11. After all, one finds that all these evils of which we have spoken come accidentally from good causes; and there is reason to infer concerning all we do not know, from all we do know, that one could not have done away with them without falling into greater troubles. For the better understanding of this the author counsels us to picture the world as a great building. There must be not only apartments, halls, galleries, gardens, grottoes, but also the kitchen, the cellar, the poultry-yard, stables, drainage.
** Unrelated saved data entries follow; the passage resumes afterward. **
PR #1939, opened 2019-09-13
Ban junit assertions

RatanRSur:
## PR description
We prefer the more descriptive assertj for new tests so I thought I'd record some vim macros and hammer out the junits that were still around.


errorprone-checks/src/main/java/tech/pegasys/errorpronechecks/BannedMethod.java
```diff
@@ -39,8 +38,10 @@
 
   private static final ImmutableMap<Matcher<ExpressionTree>, String> BANNED_METHOD_LIST =
       ImmutableMap.of(
-          allOf(staticMethod().onClass("com.google.common.base.Objects").withAnyName()),
-          "Do not use com.google.common.base.Objects methods, use java.util.Objects methods instead.");
+          staticMethod().onClass("com.google.common.base.Objects").withAnyName(),
+          "Do not use com.google.common.base.Objects methods, use java.util.Objects methods instead.",
+          staticMethod().onClass("org.junit.Assert"),
+          "Do not use junit assertions. Use assertj assertions instead.");
```
mbaxter: Very nice!  There's also a `BannedMethodTest` that should probably be updated.

PR #1943, opened 2019-09-14
Support Rollbacks for RocksDB

RatanRSur:
## PR description
Primary:

This fixes an issue where rolling back the default database version could cause an error. It's important that the loading logic depends only on the database version so we can have full control. It's still fine to set auxiliary properties like isSegmentIsolationSupported as we go through the creation process.

Other:
* Extend the plugin interface with `Closeable`


plugins/rocksdb/src/main/java/tech/pegasys/pantheon/plugin/services/storage/rocksdb/RocksDBKeyValueStorageFactory.java
```diff
@@ -71,62 +87,61 @@ public KeyValueStorage create(
...
+            segmentedStorage =
+                new RocksDBColumnarKeyValueStorage(rocksDBConfiguration, segments, metricsSystem);
+          }
+          return new SegmentedKeyValueStorageAdapter<>(segment, segmentedStorage);
+        }
+      default:
+        {
+          throw new IllegalStateException(
+              String.format(
+                  "Developer error: A supported database version (%d) was detected but there is no associated creation logic.",
```
CjHare: nit; `Developer error:` isn't needed, besides it could also be a SysAdmin error (if they move around the db file)

PR #4829, opened 2017-09-13
Exclude directories from -Path in Select-String

### LINKED ISSUE #4820: Select-String's wildcard matching for -Path should exclude directories
`Select-String` only supports _file_ paths passed to `-LiteralPath` and (in resolved form) `-Path`.

As an aside: Even though the error message when you pass a _directory_ path is technically correct, it could be more helpful:

> Select-String: The file /path/to/dir cannot be read: Access to the path '/path/to/dir' is denied.

It would be convenient to automatically exclude _directory_ matches from what a wildcard expression passed to `-Path` resolves to, given that they won't be processed anyway.

This would allow searching all files in a directory, whatever extension they have or whether they have one at all, with `Select-String -Path * findme`

On a side note: `-Path`'s wildcard matching currently _invariably_ excludes _hidden_ files, so the only way to include hidden files in the search is to pipe from `Get-Item` / `Get-ChildItem` with `-Force`.

Current behavior
------------------

Setup: Create a directory that contains a subdirectory and a text file:

```powershell
Push-Location (New-Item -Type Directory -Force (Join-Path ([io.path]::GetTempPath()) $PID))
$null = New-Item -Type Directory subd
'hi' > t.txt
```

Using wildcard expression `*` reports an error, because `*` also matches the _directory_, `subd`:

```powershell
> Select-String -Path * hi
Select-String : The file .../subd cannot be read: Access to the path '.../subd' is denied.
...

t.txt:1:hi

```

Desired behavior
-----------------

The directory wildcard match should be ignored.

```powershell
> Select-String -Path * hi

t.txt:1:hi

```

Environment data
----------------

```powershell
PowerShell Core v6.0.0-beta.6 on macOS 10.12.6
PowerShell Core v6.0.0-beta.6 on Ubuntu 16.04.3 LTS
PowerShell Core v6.0.0-beta.6 on Microsoft Windows 10 Pro (64-bit; v10.0.15063)
Windows PowerShell v5.1.15063.502 on Microsoft Windows 10 Pro (64-bit; v10.0.15063)
```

Thus it would not have been proper to make only suns in the world, or to make an earth all of gold and of diamonds, but not habitable. If man had been all eye or all ear, he would not have been fitted for feeding himself. If God had made him without passions, he would have made him stupid; and if he had wished to make man free from error he would have had to deprive him of senses, or give him powers of sensation through some other means than organs, that is to say, there would not have been any man. Our learned author remarks here upon an idea which histories both sacred and profane appear to inculcate, namely that wild beasts, poisonous plants and other natures that are injurious to us have been armed against us by sin. But as he argues here only in accordance with the principles of reason he sets aside what Revelation can teach. He believes, however, that Adam would have been exempted from natural evils (if he had been obedient) only by virtue of divine grace and of a covenant made with God, and that Moses expressly indicates only about seven effects of the first sin. These effects are:
1. The revocation of the gracious gift of immortality.
2. The sterility of the earth, which was no longer to be fertile of itself, save in evil or useless herbs.